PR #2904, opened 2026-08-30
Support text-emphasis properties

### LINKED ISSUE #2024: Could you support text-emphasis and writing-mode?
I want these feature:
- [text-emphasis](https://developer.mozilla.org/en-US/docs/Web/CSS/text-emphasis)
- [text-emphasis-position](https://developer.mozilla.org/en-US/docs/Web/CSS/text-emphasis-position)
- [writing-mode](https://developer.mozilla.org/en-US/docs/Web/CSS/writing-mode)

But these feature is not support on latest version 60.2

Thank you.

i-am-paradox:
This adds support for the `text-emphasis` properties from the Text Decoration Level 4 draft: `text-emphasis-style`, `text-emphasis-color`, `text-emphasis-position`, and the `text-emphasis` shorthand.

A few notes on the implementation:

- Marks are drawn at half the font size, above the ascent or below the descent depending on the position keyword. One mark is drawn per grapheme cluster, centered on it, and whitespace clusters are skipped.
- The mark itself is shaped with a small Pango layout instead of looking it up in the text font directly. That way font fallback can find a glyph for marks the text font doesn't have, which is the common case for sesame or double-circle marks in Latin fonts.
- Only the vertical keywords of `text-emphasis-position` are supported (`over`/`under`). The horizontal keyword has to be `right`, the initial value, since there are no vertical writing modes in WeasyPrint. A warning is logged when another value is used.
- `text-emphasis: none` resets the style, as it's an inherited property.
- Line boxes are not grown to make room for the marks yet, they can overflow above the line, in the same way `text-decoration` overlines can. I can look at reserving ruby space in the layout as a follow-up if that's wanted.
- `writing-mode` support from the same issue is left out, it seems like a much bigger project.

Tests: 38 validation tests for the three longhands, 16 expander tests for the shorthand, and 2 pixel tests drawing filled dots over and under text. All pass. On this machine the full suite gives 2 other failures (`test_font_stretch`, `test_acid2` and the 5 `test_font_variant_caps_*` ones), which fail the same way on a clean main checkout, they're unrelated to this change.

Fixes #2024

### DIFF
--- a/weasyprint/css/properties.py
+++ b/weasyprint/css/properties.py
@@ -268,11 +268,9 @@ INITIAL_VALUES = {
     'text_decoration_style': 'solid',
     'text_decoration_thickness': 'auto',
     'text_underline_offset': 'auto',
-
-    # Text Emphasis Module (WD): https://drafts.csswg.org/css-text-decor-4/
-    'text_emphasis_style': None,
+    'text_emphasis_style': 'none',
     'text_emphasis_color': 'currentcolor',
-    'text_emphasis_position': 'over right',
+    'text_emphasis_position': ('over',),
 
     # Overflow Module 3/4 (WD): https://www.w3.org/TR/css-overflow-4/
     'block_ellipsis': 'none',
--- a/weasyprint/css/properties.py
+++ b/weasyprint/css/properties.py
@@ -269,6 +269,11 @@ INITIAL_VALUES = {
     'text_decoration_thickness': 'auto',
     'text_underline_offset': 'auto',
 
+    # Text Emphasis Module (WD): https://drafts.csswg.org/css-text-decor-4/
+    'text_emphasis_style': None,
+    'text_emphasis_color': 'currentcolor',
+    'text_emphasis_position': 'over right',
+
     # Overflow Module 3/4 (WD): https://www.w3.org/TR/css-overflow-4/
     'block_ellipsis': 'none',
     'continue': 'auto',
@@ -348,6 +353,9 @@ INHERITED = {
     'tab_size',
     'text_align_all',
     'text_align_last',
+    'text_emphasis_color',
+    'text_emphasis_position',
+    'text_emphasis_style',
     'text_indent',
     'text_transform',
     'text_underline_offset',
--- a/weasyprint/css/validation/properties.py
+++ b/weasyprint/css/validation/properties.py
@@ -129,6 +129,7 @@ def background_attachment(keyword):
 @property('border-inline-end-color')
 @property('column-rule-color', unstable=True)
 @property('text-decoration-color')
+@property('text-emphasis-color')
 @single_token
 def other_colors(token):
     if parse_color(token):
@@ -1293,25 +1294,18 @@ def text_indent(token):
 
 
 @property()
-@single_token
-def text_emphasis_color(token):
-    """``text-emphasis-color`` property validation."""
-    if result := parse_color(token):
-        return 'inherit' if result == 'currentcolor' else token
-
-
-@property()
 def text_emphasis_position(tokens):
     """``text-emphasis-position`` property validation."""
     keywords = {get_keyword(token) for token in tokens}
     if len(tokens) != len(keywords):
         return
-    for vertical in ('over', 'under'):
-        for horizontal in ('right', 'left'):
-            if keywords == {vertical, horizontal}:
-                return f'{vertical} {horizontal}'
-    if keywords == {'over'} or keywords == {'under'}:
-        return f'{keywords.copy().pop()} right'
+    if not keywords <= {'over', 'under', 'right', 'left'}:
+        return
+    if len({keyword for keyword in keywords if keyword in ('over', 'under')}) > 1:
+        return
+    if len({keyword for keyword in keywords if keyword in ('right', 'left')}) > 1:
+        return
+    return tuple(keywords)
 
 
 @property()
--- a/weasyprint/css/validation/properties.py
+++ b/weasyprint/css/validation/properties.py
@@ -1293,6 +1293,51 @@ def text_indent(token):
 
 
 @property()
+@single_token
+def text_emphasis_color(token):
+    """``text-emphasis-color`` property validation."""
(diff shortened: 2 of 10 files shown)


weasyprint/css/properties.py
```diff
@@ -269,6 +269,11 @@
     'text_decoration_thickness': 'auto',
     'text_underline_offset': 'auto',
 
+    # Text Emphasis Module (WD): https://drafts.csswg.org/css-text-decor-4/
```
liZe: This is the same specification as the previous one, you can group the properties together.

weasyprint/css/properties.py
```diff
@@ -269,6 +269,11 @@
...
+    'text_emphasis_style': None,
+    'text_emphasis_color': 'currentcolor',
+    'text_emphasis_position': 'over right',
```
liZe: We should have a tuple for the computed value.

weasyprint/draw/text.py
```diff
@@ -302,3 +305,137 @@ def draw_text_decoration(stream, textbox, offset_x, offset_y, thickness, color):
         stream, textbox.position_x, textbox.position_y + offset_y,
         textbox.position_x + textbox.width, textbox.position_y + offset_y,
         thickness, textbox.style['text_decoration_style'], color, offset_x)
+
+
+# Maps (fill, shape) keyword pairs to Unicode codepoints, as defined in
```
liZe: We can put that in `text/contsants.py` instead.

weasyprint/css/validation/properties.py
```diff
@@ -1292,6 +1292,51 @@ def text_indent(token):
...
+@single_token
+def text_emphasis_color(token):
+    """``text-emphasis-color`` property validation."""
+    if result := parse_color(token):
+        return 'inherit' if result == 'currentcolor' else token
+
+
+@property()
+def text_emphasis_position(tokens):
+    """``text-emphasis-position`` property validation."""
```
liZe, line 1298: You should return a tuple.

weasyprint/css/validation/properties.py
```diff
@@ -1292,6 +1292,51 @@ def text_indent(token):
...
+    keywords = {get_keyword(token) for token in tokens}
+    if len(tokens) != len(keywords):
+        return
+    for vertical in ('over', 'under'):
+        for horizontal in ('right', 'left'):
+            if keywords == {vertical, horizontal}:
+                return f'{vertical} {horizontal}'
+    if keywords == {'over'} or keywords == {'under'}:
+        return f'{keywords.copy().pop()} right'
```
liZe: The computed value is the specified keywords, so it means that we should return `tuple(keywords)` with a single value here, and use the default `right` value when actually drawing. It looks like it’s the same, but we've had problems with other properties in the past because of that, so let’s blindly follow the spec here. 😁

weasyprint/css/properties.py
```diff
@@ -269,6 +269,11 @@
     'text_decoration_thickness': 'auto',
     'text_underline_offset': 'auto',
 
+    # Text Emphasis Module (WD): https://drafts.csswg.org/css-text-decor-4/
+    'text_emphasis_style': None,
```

# # #

◆ Problem statement:
Without any change, reproduce the listing above in full.

◆ Your response:
PR #2904, opened 2026-08-30
Support text-emphasis properties

### LINKED ISSUE #2024: Could you support text-emphasis and writing-mode?
I want these feature:
- [text-emphasis](https://developer.mozilla.org/en-US/docs/Web/CSS/text-emphasis)
- [text-emphasis-position](https://developer.mozilla.org/en-US/docs/Web/CSS/text-emphasis-position)
- [writing-mode](https://developer.mozilla.org/en-US/docs/Web/CSS/writing-mode)

But these feature is not support on latest version 60.2

Thank you.

i-am-paradox:
This adds support for the `text-emphasis` properties from the Text Decoration Level 4 draft: `text-emphasis-style`, `text-emphasis-color`, `text-emphasis-position`, and the `text-emphasis` shorthand.

A few notes on the implementation:

- Marks are drawn at half the font size, above the ascent or below the descent depending on the position keyword. One mark is drawn per grapheme cluster, centered on it, and whitespace clusters are skipped.
- The mark itself is shaped with a small Pango layout instead of looking it up in the text font directly. That way font fallback can find a glyph for marks the text font doesn't have, which is the common case for sesame or double-circle marks in Latin fonts.
- Only the vertical keywords of `text-emphasis-position` are supported (`over`/`under`). The horizontal keyword has to be `right`, the initial value, since there are no vertical writing modes in WeasyPrint. A warning is logged when another value is used.
- `text-emphasis: none` resets the style, as it's an inherited property.
- Line boxes are not grown to make room for the marks yet, they can overflow above the line, in the same way `text-decoration` overlines can. I can look at reserving ruby space in the layout as a follow-up if that's wanted.
- `writing-mode` support from the same issue is left out, it seems like a much bigger project.

Tests: 38 validation tests for the three longhands, 16 expander tests for the shorthand, and 2 pixel tests drawing filled dots over and under text. All pass. On this machine the full suite gives 2 other failures (`test_font_stretch`, `test_acid2` and the 5 `test_font_variant_caps_*` ones), which fail the same way on a clean main checkout, they're unrelated to this change.

Fixes #2024

### DIFF
--- a/weasyprint/css/properties.py
+++ b/weasyprint/css/properties.py
@@ -268,11 +268,9 @@ INITIAL_VALUES = {
     'text_decoration_style': 'solid',
     'text_decoration_thickness': 'auto',
     'text_underline_offset': 'auto',
-
-    # Text Emphasis Module (WD): https://drafts.csswg.org/css-text-decor-4/
-    'text_emphasis_style': None,
+    'text_emphasis_style': 'none',
     'text_emphasis_color': 'currentcolor',
-    'text_emphasis_position': 'over right',
+    'text_emphasis_position': ('over',),
 
     # Overflow Module 3/4 (WD): https://www.w3.org/TR/css-overflow-4/
     'block_ellipsis': 'none',
--- a/weasyprint/css/properties.py
+++ b/weasyprint/css/properties.py
@@ -269,6 +269,11 @@ INITIAL_VALUES = {
     'text_decoration_thickness': 'auto',
     'text_underline_offset': 'auto',
 
+    # Text Emphasis Module (WD): https://drafts.csswg.org/css-text-decor-4/
+    'text_emphasis_style': None,
+    'text_emphasis_color': 'currentcolor',
+    'text_emphasis_position': 'over right',
+
     # Overflow Module 3/4 (WD): https://www.w3.org/TR/css-overflow-4/
     'block_ellipsis': 'none',
     'continue': 'auto',
@@ -348,6 +353,9 @@ INHERITED = {
     'tab_size',
     'text_align_all',
     'text_align_last',
+    'text_emphasis_color',
+    'text_emphasis_position',
+    'text_emphasis_style',
     'text_indent',
     'text_transform',
     'text_underline_offset',
--- a/weasyprint/css/validation/properties.py
+++ b/weasyprint/css/validation/properties.py
@@ -129,6 +129,7 @@ def background_attachment(keyword):
 @property('border-inline-end-color')
 @property('column-rule-color', unstable=True)
 @property('text-decoration-color')
+@property('text-emphasis-color')
 @single_token
 def other_colors(token):
     if parse_color(token):
@@ -1293,25 +1294,18 @@ def text_indent(token):
 
 
 @property()
-@single_token
-def text_emphasis_color(token):
-    """``text-emphasis-color`` property validation."""
-    if result := parse_color(token):
-        return 'inherit' if result == 'currentcolor' else token
-
-
-@property()
 def text_emphasis_position(tokens):
     """``text-emphasis-position`` property validation."""
     keywords = {get_keyword(token) for token in tokens}
     if len(tokens) != len(keywords):
         return
-    for vertical in ('over', 'under'):
-        for horizontal in ('right', 'left'):
-            if keywords == {vertical, horizontal}:
-                return f'{vertical} {horizontal}'
-    if keywords == {'over'} or keywords == {'under'}:
-        return f'{keywords.copy().pop()} right'
+    if not keywords <= {'over', 'under', 'right', 'left'}:
+        return
+    if len({keyword for keyword in keywords if keyword in ('over', 'under')}) > 1:
+        return
+    if len({keyword for keyword in keywords if keyword in ('right', 'left')}) > 1:
+        return
+    return tuple(keywords)
 
 
 @property()
--- a/weasyprint/css/validation/properties.py
+++ b/weasyprint/css/validation/properties.py
@@ -1293,6 +1293,51 @@ def text_indent(token):
 
 
 @property()
+@single_token
+def text_emphasis_color(token):
+    """``text-emphasis-color`` property validation."""
(diff shortened: 2 of 10 files shown)


weasyprint/css/properties.py
```diff
@@ -269,6 +269,11 @@
     'text_decoration_thickness': 'auto',
     'text_underline_offset': 'auto',
 
+    # Text Emphasis Module (WD): https://drafts.csswg.org/css-text-decor-4/
```
liZe: This is the same specification as the previous one, you can group the properties together.

weasyprint/css/properties.py
```diff
@@ -269,6 +269,11 @@
...
+    'text_emphasis_style': None,
+    'text_emphasis_color': 'currentcolor',
+    'text_emphasis_position': 'over right',
```
liZe: We should have a tuple for the computed value.

weasyprint/draw/text.py
```diff
@@ -302,3 +305,137 @@ def draw_text_decoration(stream, textbox, offset_x, offset_y, thickness, color):
         stream, textbox.position_x, textbox.position_y + offset_y,
         textbox.position_x + textbox.width, textbox.position_y + offset_y,
         thickness, textbox.style['text_decoration_style'], color, offset_x)
+
+
+# Maps (fill, shape) keyword pairs to Unicode codepoints, as defined in
```
liZe: We can put that in `text/contsants.py` instead.

weasyprint/css/validation/properties.py
```diff
@@ -1292,6 +1292,51 @@ def text_indent(token):
...
+@single_token
+def text_emphasis_color(token):
+    """``text-emphasis-color`` property validation."""
+    if result := parse_color(token):
+        return 'inherit' if result == 'currentcolor' else token
+
+
+@property()
+def text_emphasis_position(tokens):
+    """``text-emphasis-position`` property validation."""
```
liZe, line 1298: You should return a tuple.

weasyprint/css/validation/properties.py
```diff
@@ -1292,6 +1292,51 @@ def text_indent(token):
...
+    keywords = {get_keyword(token) for token in tokens}
+    if len(tokens) != len(keywords):
+        return
+    for vertical in ('over', 'under'):
+        for horizontal in ('right', 'left'):
+            if keywords == {vertical, horizontal}:
+                return f'{vertical} {horizontal}'
+    if keywords == {'over'} or keywords == {'under'}:
+        return f'{keywords.copy().pop()} right'
```
liZe: The computed value is the specified keywords, so it means that we should return `tuple(keywords)` with a single value here, and use the default `right` value when actually drawing. It looks like it’s the same, but we've had problems with other properties in the past because of that, so let’s blindly follow the spec here. 😁

weasyprint/css/properties.py
```diff
@@ -269,6 +269,11 @@
     'text_decoration_thickness': 'auto',
     'text_underline_offset': 'auto',
 
+    # Text Emphasis Module (WD): https://drafts.csswg.org/css-text-decor-4/
+    'text_emphasis_style': None,
```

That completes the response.